» **EXERCISE INSTRUCTIONS**: Please find every line in the entries below that contains the string "IndexEntryKeyTest", and copy it.

____ SUPPLIED MATERIAL

PR #9650, opened 2022-04-14
Run queries through index manager

wu-hui:


Firestore/core/src/local/leveldb_index_manager.h
```diff
@@ -89,6 +103,91 @@ class LevelDbIndexManager : public IndexManager {
...
+  /**
+   * Updates the index entries for the provided document by deleting entries
+   * that are no longer referenced in `new_entries` and adding all newly added
+   * entries.
+   */
+  void UpdateEntries(const model::Document& document,
+                     const model::FieldIndex& index,
+                     const std::set<index::IndexEntry>& existing_entries,
+                     const std::set<index::IndexEntry>& new_entries);
+  void AddIndexEntry(const model::Document& document,
```
schmidt-sebastian, line 122: Add newline as the method comment above only applies to `UpdateEntries`.

Firestore/core/src/local/leveldb_index_manager.h
```diff
@@ -89,6 +103,91 @@ class LevelDbIndexManager : public IndexManager {
...
+   * Encodes the given field values according to the specification in `target`.
+   * For IN queries, a list of possible values is returned.
+   */
+  std::vector<std::string> EncodeValues(const model::FieldIndex& index,
+                                        const core::Target& target,
+                                        core::IndexedValues values);
+
+  /**
+   * Constructs a vector of LevelDb key ranges that unions all bounds.
+   * Representing the ranges in the index entry table satisfying the given
```
schmidt-sebastian, line 168:
```suggestion
   * These ranges represent the sections in the index entry table that contain the given
```

Firestore/core/src/local/leveldb_key.cc
```diff
@@ -1240,18 +1297,34 @@ std::string LevelDbIndexEntryKey::KeyPrefix(int32_t index_id) {
...
+                                      absl::string_view document_key) {
   Writer writer;
   writer.WriteTableName(kIndexEntriesTable);
   writer.WriteIndexId(index_id);
   writer.WriteUserId(user_id);
   writer.WriteIndexArrayValue(array_value);
   writer.WriteIndexDirectionalValue(directional_value);
-  writer.WriteDocumentId(document_name);
+  writer.WriteOrderedDocumentId(ordered_document_key);
+  writer.WriteDocumentId(document_key);
```
schmidt-sebastian, line 1327: These methods should end in "Key".

Firestore/core/src/local/leveldb_key.cc
```diff
@@ -682,6 +723,10 @@ class Writer {
     WriteLabeledString(ComponentLabel::DocumentId, document_id);
   }
 
+  void WriteOrderedDocumentId(absl::string_view document_id) {
```
schmidt-sebastian, line 726: s/id/key

Firestore/core/src/local/leveldb_key.cc
```diff
@@ -139,6 +141,15 @@ enum ComponentLabel {
   /** A component containing a collection group name. */
   CollectionGroup = 22,
 
+  /** A general component to differentiate indexes with same prefixes. */
+  SequenceNumber = 23,
+
+  /**
+   * A component containing an encoded document ID with either ASC or DESC
```
schmidt-sebastian, line 148: s/ID/key

Firestore/core/src/local/leveldb_key.cc
```diff
@@ -139,6 +141,15 @@ enum ComponentLabel {
...
+   * ordering.
+   */
+  OrderedDocumentId = 24,
```
schmidt-sebastian, line 151: s/Id/Key

Firestore/core/src/local/leveldb_index_manager.cc
```diff
@@ -380,7 +698,236 @@ void LevelDbIndexManager::UpdateCollectionGroup(
...
+      entry.index_id(), uid_, document_key, 0);
+  if (!raw_key.empty()) {
+    bool decoded = document_key_index_key.Decode(raw_key);
+    HARD_ASSERT(decoded,
+                "LevelDbIndexEntryDocumentKeyIndexKey cannot be decoded from "
+                "document key index table.");
+    document_key_index_key.IncreaseSeqNumber();
+  }
+
+  db_->current_transaction()->Put(document_key_index_key.Key(), entry_key);
```
schmidt-sebastian, line 892: There is probably no better way, but we are storing the index value twice just so that we can delete it later. Just something I am 99% sure you are aware of, but I want to make sure that you are 100% aware.

Firestore/core/src/model/value_util.cc
```diff
@@ -448,19 +449,17 @@ std::string CanonifyObject(const google_firestore_v1_Value& value) {
...
+    std::string field;
+    absl::StrAppend(&field, nanopb::MakeStringView(fields[i].key), ":",
                     CanonicalId(fields[i].value));
-    if (i != fields_count - 1) {
-      absl::StrAppend(&result, ",");
-    }
+    fields_string.push_back(std::move(field));
   }
-  result += "}";
+  std::sort(fields_string.begin(), fields_string.end());
```
schmidt-sebastian, line 459: Why did this have to change?

The sort order is also slightly off in some cases as you are sorting by "field:value" rather than just field, which will yield a different sort order for fields that contain special characters - and that could be considered a breaking change as these queries will not be able to served from cache right after the SDK upgrade (probably not a problem in practice).

Firestore/core/test/unit/local/leveldb_key_test.cc
```diff
@@ -658,9 +665,10 @@ TEST(IndexEntryKeyTest, EncodeDecodeCycle) {
 TEST(IndexEntryKeyTest, Description) {
   AssertExpectedKeyDescription(
       "[index_entries: index_id=1 user_id=user array_value=array "
-      "directional_value=directional document_id=foo-bar?baz!quux]",
+      "directional_value=directional ordered_document_id=<skipped> "
```
schmidt-sebastian, line 668: Why `<skipped>`?

Firestore/core/test/unit/local/leveldb_index_manager_test.cc
```diff
@@ -62,11 +71,1042 @@ class LevelDbIndexManagerTest : public ::testing::Test {
...
+  persistence->Run("AddsDocuments", [&]() {
+    index_manager->Start();
+    index_manager->AddFieldIndex(
+        MakeFieldIndex("coll", "exists", model::Segment::kAscending));
+    AddDoc("coll/doc1", Map("exists", 1));
+    AddDoc("coll/doc2", Map());
+  });
+}
+
+TEST_F(LevelDbIndexManagerTest, TestOrderByFilter) {
```
schmidt-sebastian, line 149: You should drop the Test prefix from all test names

Firestore/core/test/unit/local/leveldb_index_manager_test.cc
```diff
@@ -62,11 +71,1042 @@ class LevelDbIndexManagerTest : public ::testing::Test {
...
+        original_query
+            .StartingAt(Bound::FromValue(Array(2), /* inclusive= */ false))
+            .EndingAt(Bound::FromValue(Array(4), /* inclusive= */ false));
+
+    {
+      SCOPED_TRACE("Verifing original");
+      VerifyResults(original_query, {"coll/val2", "coll/val3", "coll/val4"});
+    }
+    {
+      SCOPED_TRACE("Verifing non restricted bound");
```
schmidt-sebastian, line 211:
```suggestion
      SCOPED_TRACE("Verifing non-restricted bound");
```

Firestore/core/test/unit/local/leveldb_index_manager_test.cc
```diff
@@ -62,11 +71,1042 @@ class LevelDbIndexManagerTest : public ::testing::Test {
...
+        original_query
+            .StartingAt(Bound::FromValue(Array(4), /* inclusive= */ false))
+            .EndingAt(Bound::FromValue(Array(2), /* inclusive= */ false));
+
+    {
+      SCOPED_TRACE("Verifying original");
+      VerifyResults(original_query, {"coll/val4", "coll/val3", "coll/val2"});
+    }
+    {
+      SCOPED_TRACE("Verifying non restricted bound");
```
schmidt-sebastian, line 246:
```suggestion
      SCOPED_TRACE("Verifying non-restricted bound");
```

Firestore/core/test/unit/local/leveldb_index_manager_test.cc
```diff
@@ -62,11 +71,1042 @@ class LevelDbIndexManagerTest : public ::testing::Test {
...
+  persistence->Run("TestAscendingOrderWithLessThanFilter", [&]() {
+    index_manager->Start();
+    SetUpMultipleOrderBys();
+
+    auto original_query = Query("coll")
+                              .AddingFilter(Filter("a", "==", 2))
+                              .AddingFilter(Filter("b", "==", 2))
+                              .AddingFilter(Filter("c", "<", 5))
+                              .AddingOrderBy(OrderBy("c", "asc"));
+    auto query_with_non_restricted_bound =
```
schmidt-sebastian, line 197: Move these queries to the scope you created?

Firestore/core/test/unit/local/leveldb_index_manager_test.cc
schmidt-sebastian: Or non-restrictive

Firestore/core/test/unit/local/leveldb_index_manager_test.cc
```diff
@@ -62,11 +71,1042 @@ class LevelDbIndexManagerTest : public ::testing::Test {
...
+              Filter("count", "!=", 2)},
+             {"coll/val3"}}};
+
+    size_t counter = 0;
+    for (const auto& filter_result_pair : filtersAndResults) {
+      auto query = Query("coll");
+      for (const auto& filter : filter_result_pair.first) {
+        query = query.AddingFilter(filter);
+      }
+      {
```
schmidt-sebastian, line 690: We don't need the extra scope here. We can use the scope from the loop.

Firestore/core/test/unit/local/leveldb_index_manager_test.cc
```diff
@@ -62,11 +71,1042 @@ class LevelDbIndexManagerTest : public ::testing::Test {
...
+    AddDoc("coll/doc1", Map("value", true));
+    {
+      SCOPED_TRACE("With doc1");
+      VerifyResults(query, {"coll/doc1"});
+    }
+
+    AddDocs(
+        {Doc("coll/doc1", 1, Map()), Doc("coll/doc2", 1, Map("value", true))});
+    {
+      SCOPED_TRACE("With doc1 and doc2");
```
schmidt-sebastian, line 817: With non-matching doc1 and doc2

Firestore/core/test/unit/local/leveldb_index_manager_test.cc
```diff
@@ -62,11 +71,1042 @@ class LevelDbIndexManagerTest : public ::testing::Test {
...
+                                                model::Segment::kAscending));
+
+    std::vector<nanopb::Message<google_firestore_v1_Value>> data;
+    data.push_back(Map());
+    data.push_back(Map("int", 1, "array", Array(1, "foo")));
+    data.push_back(Map("array", Array(2, "foo")));
+    data.push_back(Map("int", 3, "array", Array(3, "foo")));
+    data.push_back(Map("array", "foo"));
+    data.push_back(Map("array", Array(1)));
+    data.push_back(Map("float", -0.0, "string", "a"));
```
schmidt-sebastian, line 899: I have a feeling that you had to change the canonical id because the Maps here aren't sorted. Can we sort them? Either manually or via `Map`.
If we sort manually we should probably also assert that `Map`'s input is sorted (to prevent headache for other people in the future).

Firestore/core/test/unit/local/leveldb_index_manager_test.cc
```diff
@@ -62,11 +71,1042 @@ class LevelDbIndexManagerTest : public ::testing::Test {
...
+        {q.AddingFilter(Filter("map", "==", Map())), {"coll/{map:{}}"}},
+        {q.AddingFilter(Filter("map", "==", Map("field", true))),
+         {"coll/{map:{field:true}}"}},
+        {q.AddingFilter(Filter("map.field", "==", true)),
+         {"coll/{map:{field:true}}"}},
+        {q.AddingOrderBy(OrderBy("map")),
+         {"coll/{map:{}}", "coll/{map:{field:false}}",
+          "coll/{map:{field:true}}"}},
+        {q.AddingOrderBy(OrderBy("map.field")),
+         {"coll/{map:{field:false}}", "coll/{map:{field:true}}"}}};
```
schmidt-sebastian, line 1099: I totally reviewed this. I promise :)

Firestore/core/test/unit/local/leveldb_index_manager_test.cc
```diff
@@ -62,11 +71,1042 @@ class LevelDbIndexManagerTest : public ::testing::Test {
...
+         {"coll/{multi:1}", "coll/{multi:string}", "coll/{multi:[]}"}},
+        {q.AddingFilter(Filter("multi", "in", Array(true, 1))),
+         {"coll/{multi:true}", "coll/{multi:1}"}},
+        {q.AddingFilter(Filter("multi", "not-in", Array(true, 1))),
+         {"coll/{multi:string}", "coll/{multi:[]}"}},
+        {q.AddingOrderBy(OrderBy("array"))
+             .StartingAt(Bound::FromValue(Array(Array(2)), true)),
+         {"coll/{array:[2,foo]}", "coll/{array:[3,foo],int:3}"}},
+
+        {q.AddingOrderBy(OrderBy("array", "desc"))
```
schmidt-sebastian, line 977: I am not quite able to decipher the pattern you used for adding newlines, but if there is one, feel free to keep as is:)

schmidt-sebastian (commented):
You should be proud of this PR. It's outstanding. 

Enjoy your easter break!

Firestore/core/src/local/leveldb_index_manager.cc
```diff
@@ -380,7 +698,236 @@ void LevelDbIndexManager::UpdateCollectionGroup(
...
+      entry.index_id(), uid_, entry.array_value(), entry.directional_value(),
+      EncodedDirectionalKey(index, document_key), document_key);
+  db_->current_transaction()->Delete(entry_key);
+
+  auto document_key_index_prefix =
+      LevelDbIndexEntryDocumentKeyIndexKey::KeyPrefix(entry.index_id(), uid_,
+                                                      document_key);
+  LevelDbIndexEntryDocumentKeyIndexKey document_key_index_key;
+  auto iter = db_->current_transaction()->NewIterator();
+  for (iter->Seek(document_key_index_prefix); iter->Valid(); iter->Next()) {
```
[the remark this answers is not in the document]
wu-hui: Maybe, I want to keep it for now, because it is at least correct. I'll revisit this when I port the backfiller.

ehsannas (commented):
I still have to review leveldb_index_manager_test.cc. Other than that it looks good!

Firestore/core/src/local/leveldb_index_manager.cc
wu-hui: The indexed values are saved twice in leveldb, one in the index entry table and one in `LevelDbIndexEntryDocumentKeyIndexKey` as an index table.

Firestore/core/test/unit/local/leveldb_key_test.cc
wu-hui: It is encoded string, which does not make a lot sense to print.

ehsannas (approved):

________

» **RESULT BELOW**:
@@ -658,9 +665,10 @@ TEST(IndexEntryKeyTest, EncodeDecodeCycle) {
 TEST(IndexEntryKeyTest, Description) {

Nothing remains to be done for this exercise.